The input parameters were slightly different for this run:

the cylinder length is 1000 meters
the profile is a bit longer: -1500 to +1500 meters
everything else is the same

Using the same equation above for $g_{max}$, we find $g_{max} = 0.2756 \ mGals$

This should match the value at x = 0 in the table, which it does with an error < 0.6%

I think this is pretty good, if we consider how many tiny elements were used in each summation.

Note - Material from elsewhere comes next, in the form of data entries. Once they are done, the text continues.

PR #199, opened 2017-08-10
[ADD] website_sale_affiliate: Create module

hughesbm:
This module adds sales affiliate management and conversion tracking to ```website_sale```.

Affiliate Program
=================

This module allows for the creation of affiliates and the tracking of sales conversions generated by them.

Usage
=====

To use this module, you must first create at least one affiliate (found in Sales/Affiliate Program).

Once an affiliate has been created, append the following to any shop url to track the affiliate's conversions:

```?ref=affiliate_id``` (where ```affiliate_id``` is the ID displayed on the affiliate's record, e.g. ```1```)

Optionally, you can add a custom key to affiliate links for tracking specific campaigns, using the following format:

```?ref=affiliate_id&key=custom_key``` (where ```custom_key``` is a url-friendly string of your choice, e.g. ```anniversary_sale```)

RFC: https://github.com/OCA/e-commerce/issues/182

### CODE REVIEW

File: website_sale_affiliate/README.rst [hunk 1]
```diff
@@ -0,0 +1,64 @@
+.. image:: https://img.shields.io/badge/licence-LGPL--3-blue.svg
+   :target: http://www.gnu.org/licenses/lgpl
+   :alt: License: LGPL-3
+
+=================
+Affiliate Program
+=================
+
+This module allows for creating affiliates and track their conversions.
```
lasley: This module allows for the creation of affiliates and the tracking of sales conversions generated by them.

website_sale_affiliate/README.rst
```diff
@@ -0,0 +1,64 @@
...
+
+To use this module, you must first create at least one affiliate (found in Sales/Affiliate Program).
+
+Once an affiliate has been created, append the following to any shop url to track the affiliate's conversions:
+
+```?ref=affiliate_id``` (where ```affiliate_id``` is the ID displayed on the affiliate's record, e.g. ```1```)
+
+Optionally, you can add a custom key to affiliate links for tracking specific campaigns, using the following format:
+
+```?ref=affiliate_id&key=custom_key``` (where ```custom_key``` is a url-friendly string of your choice, e.g. ```anniversary_sale```)
```
lasley: The triple tick is markdown. One tick is interpreted text in RST IIRC

website_sale_affiliate/controllers/main.py
```diff
@@ -0,0 +1,23 @@
...
+from odoo.addons.website_sale.controllers.main import WebsiteSale as Base
+
+_logger = logging.getLogger(__name__)
+
+
+class WebsiteSale(Base):
+    @route()
+    def shop(self, page=0, category=None, search='', ppg=False, **post):
+        affiliate_id = post.get('ref')
+        if affiliate_id:
```
lasley: [EAFP](https://docs.python.org/2/glossary.html#term-eafp). 
```
try:
    ...
except KeyError:
    ...
except ValueError:
    ...
# OR 
try:
    ...
except (KeyError, ValueError):
    ...
```

website_sale_affiliate/models/sale_affiliate.py
```diff
@@ -0,0 +1,74 @@
...
+    @api.model
+    def _default_sequence_id(self):
+        return self.env.ref(
+            'website_sale_affiliate.request_sequence',
+            raise_if_not_found=False,
+        )
+
+    @api.model
+    def find_from_session(self):
+        affiliate_id = request.session.get('affiliate_id')
```
lasley: Avoid the search if no affiliate in session

```
if not affiliate_id:
    return
```

website_sale_affiliate/models/sale_affiliate.py
```diff
@@ -0,0 +1,74 @@
...
+    @api.multi
+    def get_request(self):
+        self.ensure_one()
+        matching_request = self.request_ids.find_from_session()
+        if not matching_request:
+            Request = self.env['sale.affiliate.request']
+            matching_request = Request.create_from_session(self)
+        if matching_request.conversions_qualify():
+            return matching_request
+        return None
```
lasley: `return` is functionally equivalent to `return None`

website_sale_affiliate/models/sale_affiliate.py
```diff
@@ -0,0 +1,74 @@
...
+    )
+
+    @api.model
+    def _default_sequence_id(self):
+        return self.env.ref(
+            'website_sale_affiliate.request_sequence',
+            raise_if_not_found=False,
+        )
+
+    @api.model
```
lasley: [`api.model_cr_context`](https://github.com/odoo/odoo/blob/10.0/odoo/api.py#L392)

website_sale_affiliate/models/sale_affiliate_request.py
```diff
@@ -0,0 +1,97 @@
...
+    sale_ids = fields.One2many(
+        'sale.order',
+        'affiliate_request_id',
+        string='Sales',
+        help='Qualified conversions generated as a result of affiliate request'
+    )
+
+    @api.model
+    def create_from_session(self, affiliate):
+        key = request.session.get('affiliate_key')
```
lasley:
```
try:
    name = request.session['affiliate_key']
except KeyError:
    name = affiliate.sequence_id.next_by_id() 
```

website_sale_affiliate/models/sale_affiliate_request.py
```diff
@@ -0,0 +1,97 @@
...
+            name = affiliate.sequence_id.next_by_id()
+        return self.create({
+            'name': name,
+            'affiliate_id': affiliate.id,
+        })
+
+    @api.multi
+    def find_from_session(self):
+        key = request.session.get('affiliate_key')
+        if key:
```
lasley: try/except

website_sale_affiliate/models/sale_order.py
```diff
@@ -0,0 +1,23 @@
...
+        'sale.affiliate.request',
+        string='Affiliate request',
+        help='Affiliate request associated with sale order',
+    )
+
+    @api.model
+    def create(self, vals):
+        res = super(SaleOrder, self).create(vals)
+        affiliate = self.env['sale.affiliate'].find_from_session()
+        if affiliate:
```
lasley: try/except. If I'm guessing correctly, `AttributeError`

lasley (changes requested):
Amazing test coverage dude. Great job on all the edge cases, and even including the lambda defaults that our coverage checkers give us for free.

lasley:
Tried for a functional, and I didn't see an affiliate request come in. Following are replication instructions:

* http://3300500-199-a5169a.runbot2.odoo-community.org/shop/product/e-com10-apple-wireless-keyboard-16?ref=1&key=ultra-sale#
* Add to cart, checkout, pay
* Sales => Affiliate Requests
* None (sadpanda)

hughesbm:
Hmm, you're right. 😕 The same steps work locally, but not on runbot. Looking into it...

Edit: Just kidding, doesn't work locally either. I didn't account for all the routes.

website_sale_affiliate/controllers/main.py
```diff
@@ -0,0 +1,36 @@
...
+import logging
+
+from odoo.http import request, route
+from odoo.addons.website_sale.controllers.main import WebsiteSale as Base
+
+_logger = logging.getLogger(__name__)
+
+
+class WebsiteSale(Base):
+    def _store_affiliate_info(self, **kwargs):
```
simahawk: maybe you can improve simplicity and readability like this:
```python
def _store_affiliate_info(self, **kwargs):
    if 'ref' in kwargs:
        if kwargs['ref'].isdigit():
            request.session['affiliate_id'] = int(kwargs['ref'])
            if 'key' in kwargs:
                request.session['affiliate_key'] = kwargs['key']
        else:
            _logger.debug('Invalid affiliate ID value')
```
BTW maybe is better to provide better naming for those vars, like `aff_key` and `aff_ref`?

website_sale_affiliate/models/sale_affiliate_request.py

Notes on Program Runtime: unfortunately, the runtime for this program was pretty bad, taking 37 minutes on an M1 iMac. It computed the response for 61 points, taking more than 30 seconds per point.The number of elements is found from the limits of the 3 loops (ie summations) divided by the increment: $2\pi/0.02 * 100/1 * 1000/1 = 31,415,926$ elements

python3 vert-cyl-integ2.py
X (m) e Point 15 Gravitational Response (mGal)
-1500 		 0.0336
-1450 		 0.0360
-1400 		 0.0386
...
-200 		 0.2468
-150 		 0.2579
-100 		 0.2666
-50 		 0.2721
0 		 0.2740
50 		 0.2721
100 		 0.2667
150 		 0.2580
200 		 0.2468
...
1400 		 0.0386
1450 		 0.0360
1500 		 0.0336

Cylinder Profile

Conclusions

You’ve now seen how we can start from first principles and develop some mathematical models to calculate the gravity response of simple geometric shapes. We can sometimes find a closed solution for a geometric shape, but when we can’t we can find numerical solutions or run discrete summation loops as with the vertical cylinder. Once we know how to work with basic geometric shapes, we can proceed to model more complex geology or use them to fit our observatons. Modelling normally involves building a cross sectional 2D or 3D model and iteratively adjusting it to reproduce the observed data. This is called the Direct or Forward modelling approach. However, it does not generate a unique model; other mass distributions can also produce the same set of field data. A project will undergo several different surveys and combine the results to aid in the final interpretation.